The trip over there took a long time - we had an hour's worth of errands to run before we could get out of town and then lunch took over an hour as we juggled two kids, four meals, and a line in the restaurant about 10 deep. Trying to keep Sam entertained was entertaining itself, so Joy decided to play the alphabet game with Sam.
She told him the ground rules and then pointed to a passing sign, exclaiming "I see an 'A' in 'Auto!'" Sam quickly caught on, almost too well. He would sign the alphabet song to the next letter, declare we were looking for "D," and then start looking on every sign. And when he got stumped, there was always pterodactyl. On that "D," Sam couldn't find one and so said, "Hey, my friend pterodactyl is flying next to the car. And look, he has a sign in his hand. And on that sign is the letter D. Look, look, pterodactyl has a D."
Sometimes we wished he had made up a sign instead of reading what he saw. While looking for "G," Sam suddenly yells out, "I see a G in that sign that says 'Girls! Girls! Girls!" Joy quickly said, "And I see a "G" on a sign over there." Thankfully we got to put off the "What does XXX" mean for a few days - he didn't notice that element of the sign until we were driving back yesterday.
On Monday, I began furiously prepping my film music class for Tuesday evening. We've reached the 1980s in the class and I was sorting through various scores and movies to determine what I wanted to play for the class. Since the late 1970s and early 1980s saw the fruition of the synthesized score, I wanted to play them an example, but figured most had heard the use of synthesizer in action films, and I was already showing two science-fiction movies so needed some contract, otherwise I would have played bits of Vangelis's excellent score for Blade Runner. Suddenly, Maurice Jarre's intriguing score for Witness came to mind and so I pulled it off the shelf and began writing about it.
I covered Maurice Jarre two weeks ago when we were in the 1960s and we discussed his magnificent score for Lawrence of Arabia. I gave a bit of his background (his training was in percussion, which points to why his scores are so rhythmically based), flashed a picture, and moved on. I decided I needed to flash a picture with his birth date again, so I googled him to make sure I had it correct. And there, buried a few links down, was Maurice Jarre's obituary. I teach contemporary music; composers die and I dutifully mark in their death dates in my notes, slides, and handouts. But I had never had a composer die between two mentions in my class two weeks apart.

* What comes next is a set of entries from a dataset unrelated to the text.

PR #3861, opened 2024-06-16
Add eggs common tag

ThatGravyBoat:
This adds the eggs tag which is present on neoforge but is not on fabric, this is a very useful tags as it allows use of common eggs between platforms especially for recipes, several mods add their own egg to this tag but vanillas chicken egg is not in there by default unless a mod adds it which causes issues or is just slightly annoying that if you want to use it you either have to have an or for the tag and the vanilla item or you have to add the vanilla item yourself to the tag.

### DIFF
--- a/fabric-convention-tags-v2/src/datagen/java/net/fabricmc/fabric/impl/tag/convention/datagen/generators/EnglishTagLangGenerator.java
+++ b/fabric-convention-tags-v2/src/datagen/java/net/fabricmc/fabric/impl/tag/convention/datagen/generators/EnglishTagLangGenerator.java
@@ -274,6 +274,7 @@ public class EnglishTagLangGenerator extends FabricLanguageProvider {
 		translationBuilder.add(ConventionalItemTags.ROPES, "Ropes");
 		translationBuilder.add(ConventionalItemTags.CHAINS, "Chains");
 		translationBuilder.add(ConventionalItemTags.HIDDEN_FROM_RECIPE_VIEWERS, "Hidden From Recipe Viewers");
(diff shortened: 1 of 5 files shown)


haykam821:
Should a tag of eggs that doesn't contain sniffer, turtle, or dragon eggs (and arguably frogspawn, but maybe not spawn eggs) be named `c:eggs`?

ThatGravyBoat:
> Should a tag of eggs that doesn't contain sniffer, turtle, or dragon eggs (and arguably frogspawn, but maybe not spawn eggs) be named `c:eggs`?

I would say yes, as I said this is already a tag used by the community in several mods, making the tag either include the other eggs would cause a discrepancy between existing mods that have already standardized using only the chicken egg in this tag, from all public mods available on GitHub not a single one adds the dragon, sniffer, or turtle egg, and if it were to be changed to another name it would not put it inline with the existing tag that didn't seem to be added to fabric during the tag pr.

haykam821:
I think this tag should be named something along the lines of `c:baking_eggs` instead of adding a new tag that is wrong.

modmuss50:
Yes, I agree with @haykam821 here, if its known to be a bad name then we shouldn't add it.

ThatGravyBoat:
> Yes, I agree with @haykam821 here, if its known to be a bad name then we shouldn't add it.

I understand, I do think the `c:baked_eggs` does not convey effectively what the tag is commonly and already used by many for, I think a better name then could be `c:food_ingredients/eggs`

ThatGravyBoat:
Was added in https://github.com/FabricMC/fabric/pull/4186

PR #3881, opened 2024-06-24
Fix legacy tag warning text to be accurate

TelepathicGrunt:
DEV_SHORT and DEV_VERBOSE are not valid entries. Only these are:
image


modmuss50 (approved):
Thanks, I forgot to change these 👍

PR #3886, opened 2024-06-25
Fix CoreShaderRegistrationCallback mixin

### LINKED ISSUE #3230: CoreShaderRegistrationCallback is called multiple times on shader reload in 1.20.x

modmuss50:
Superseeds #3521
Fixes #3230

### DIFF
--- a/fabric-rendering-v1/src/client/java/net/fabricmc/fabric/mixin/client/rendering/shader/GameRendererMixin.java
+++ b/fabric-rendering-v1/src/client/java/net/fabricmc/fabric/mixin/client/rendering/shader/GameRendererMixin.java
@@ -20,13 +20,12 @@ import java.io.IOException;
 import java.util.List;
 import java.util.function.Consumer;
 
+import com.llamalad7.mixinextras.sugar.Local;
 import com.mojang.datafixers.util.Pair;
 import org.spongepowered.asm.mixin.Mixin;
 import org.spongepowered.asm.mixin.injection.At;
 import org.spongepowered.asm.mixin.injection.Inject;
-import org.spongepowered.asm.mixin.injection.Slice;
 import org.spongepowered.asm.mixin.injection.callback.CallbackInfo;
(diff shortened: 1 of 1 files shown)


mysticdrew (approved):
👍 

Looks good, thanks for the quick turnaround!

PR #3887, opened 2024-06-26
Replace redirect in lifecycle events with wrap operation

AlphaMode:
Noticed a old redirect while updating porting lib to 1.21. So I thought I might create a quick PR to fix this.


Dragon-Seeker:
Seems fine

AlphaMode:
Sugar could also be used here but I figured that would be just as hacky as using locals

modmuss50:
I assume there is a reason for making this change? Generally my rule in moving stuff to mixin extras is to only do it when there is actually a need/benefit or when the mixin need changing anyway (Usually during a port).

AlphaMode:
> I assume there is a reason for making this change? Generally my rule in moving stuff to mixin extras is to only do it when there is actually a need/benefit or when the mixin need changing anyway (Usually during a port).

I found it because it was causing a conflict in porting lib. I fixed this by just changing the injection point.
Anyway there isn't really not a reason to change this as it would prevent future possible conflicts

modmuss50 (approved):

Even that oddity wasn't what really struck me. Instead, I was stunned that I hadn't heard anything. Nothing. Here was the composer of Lawrence, Doctor Zhivago, Fatal Attraction, Witness, and Mad Max III, yet few in the American press or blogosphere took note. So, here's a bit of Jarre, his overture for Lawrence of Arabia, his greatest accomplishment:
Surprisingly, Jarre was not the first choice for the score. Director David Lean wanted Malcolm Arnold, who scored Lean’s Bridge on the River Kwai, then tried for William Walton, then Benjamin Britten, then Richard Rogers (of Rogers and Hammerstein), and finally Aram Khatchaturian. But Jarre brought an admirable restraint to the film. Yes, he used a full symphony orchestra, but also an electronic instrument – the ondes martenot, a plucked string instrument from the region – the cithara, and an Arabian hand drum – darbuka. He then used his timbres to produce two sounds: English tunes that represent Lawrence and the West and Arabian tunes to represent the land and Lawrence in Arabia. A forward-looking score for its time.